MIT 18.065: Lecture 22 - Gradient Descent
Gradient descent is a fundamental algorithm for minimizing a function, but its behavior is controlled by curvature, step size, and condition number.
A Quadratic Matrix
\[ f(v)=\frac{1}{2}v^\top S v=\frac{1}{2}(x^2+b y^2), \qquad S=\begin{bmatrix}1&0\\0&b\end{bmatrix}, \qquad v=\begin{bmatrix}x\\y\end{bmatrix}. \]
This is the standard bowl model for analyzing gradient methods.
Gradient
For a linear function \[ f(x,y)=2x+5y, \] its gradient is \[ \nabla f=\begin{bmatrix}2\\5\end{bmatrix}, \] and the Hessian is zero: \[ H=\nabla^2 f=\begin{bmatrix}0&0\\0&0\end{bmatrix}. \]
So linear functions have constant slope and no curvature.
Hessian and Convexity
Definitions
- Convex: Hessian is positive semidefinite (PSD).
- Strictly convex: Hessian is positive definite (PD).
In eigenvalue language:
- PSD means \(\lambda_i\ge 0\) for all \(i\) (flat directions are allowed).
- PD means \(\lambda_i>0\) for all \(i\) (curvature in every direction).
Consequences:
- PSD convex objective: global minima exist, but may not be unique.
- PD objective: global minimum is unique.

Example
\[ f(x)=\frac{1}{2}x^\top Sx-a^\top x-b. \]
Then
- \(\nabla f = Sx-a\)
- \(H=\nabla^2 f=S\)
The minimizer solves \[ Sx-a=0 \quad\Rightarrow\quad x^*=S^{-1}a, \] assuming \(S\) is invertible.

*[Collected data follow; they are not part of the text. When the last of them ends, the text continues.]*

Issue #3730, opened 2024-10-14
Improve framework support for cached multi-thread-safe workers


lihaoyi:
`Task.Worker`s in Mill are intended for managing mutable state, in-memory/on-disk/in-subprocesses. Before Mill was parallel that was easy, but Mill 0.12.0 is parallel-by-default. Thus defining a worker requires that the user return a multi-thread-safe object, but Mill provide no help in doing so. 

The basic problem is that producing a multi-thread-safe object containing mutable state that is hard, especially if you don't just `synchronize` all its members (e.g. because you don't want to only allow only 1 scala module to be compiled at a time), and if you want proper lifecycle management (e.g. caching and re-use of classloaders to allow them to get warm, eviction of the cache to avoid memory leaks, proper `close`ing of autoclosable workers)

Different workers end up with different ad-hoc solutions, e.g. 

* `ZincWorkerImpl` with its `javaOnlyCompilersCache: mutable.Map[Seq[String], SoftReference[Compilers]]`, `classloaderCache: collection.mutable.LinkedHashMap[Long, SoftReference[ClassLoader]]`, `compilerCache: KeyedLockedCache[Compilers]`

* `ScalaJSWorkerImpl` with its `ScalaJSLinker.cache: mutable.Map[LinkerInput, SoftReference[(Linker, IRFileCache.Cache)]] `

* `ScalaNativeWorker` with its `scalaInstanceCache: Option[(Long, workerApi.ScalaNativeWorkerApi)]`

* `VisualizeModule.worker` returns a tuple of `(LinkedBlockingQueue[(Seq[NamedTask[Any]], Seq[NamedTask[Any]], os.Path)], LinkedBlockingQueue[Result[Seq[PathRef]]])` that it expects you to use to pass arguments to the worker and receive results in a thread-safe manner

These all solve the problems above to varying degrees: some disallow parallelism, some have concurrency bugs. Really none of the concurrency concerns should be handled by users, since they're the same for most workers, and Mill should provide the scaffolding to let users plug in their own logic without a care for concurrency

We should provide a more opinionated API to `Task.Worker` that allows users to delegate these "generic worker" problems to Mill: exactly what that API would look like is TBD, but perhaps something like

A Remarkable Convex Function
\[ f(X)=-\log\det(X),\qquad X\in\mathbb{S}_{++}^n. \]
A key identity from matrix calculus is \[ \frac{\partial \log\det X}{\partial X_{ij}}=(X^{-1})_{ji}, \] so \[ \nabla_X\big(-\log\det X\big)=-X^{-\top}. \]
This function appears throughout optimization (barrier methods, covariance estimation, SDP-type models).
Gradient Descent
\[ x_{k+1}=x_k-s_k\nabla f(x_k), \] where \(s_k\) is the step size (learning rate).

Line Search Strategies
Exact Line Search
Choose \[ s_k=\arg\min_{s>0} f\big(x_k-s\nabla f(x_k)\big), \] so each step is optimal along the current descent line.
Backtracking Line Search
Start from a candidate step (often large), then shrink it until sufficient decrease is satisfied.
This is usually cheaper and more practical than exact line search.
Condition Number and Reduction
For quadratic objectives, convergence speed is governed by the condition number \[ \kappa=\frac{M}{m}, \] where \(M\) and \(m\) are largest/smallest Hessian eigenvalues.
- Well-conditioned (\(\kappa\approx 1\)): level sets are close to circles, gradients point toward the minimizer, and convergence is fast.
- Ill-conditioned (\(\kappa\gg 1\)): level sets are elongated, iterates zigzag across valleys, and convergence is slow.
A classical reduction factor with exact line search behaves like \[ \rho\approx\frac{\kappa-1}{\kappa+1}, \] so larger \(\kappa\) means slower progress per step.
Takeaway. Gradient descent performance is not just about choosing a learning rate. The geometry of the objective (through Hessian eigenvalues and condition number) is the central factor determining whether optimization is smooth or painfully slow.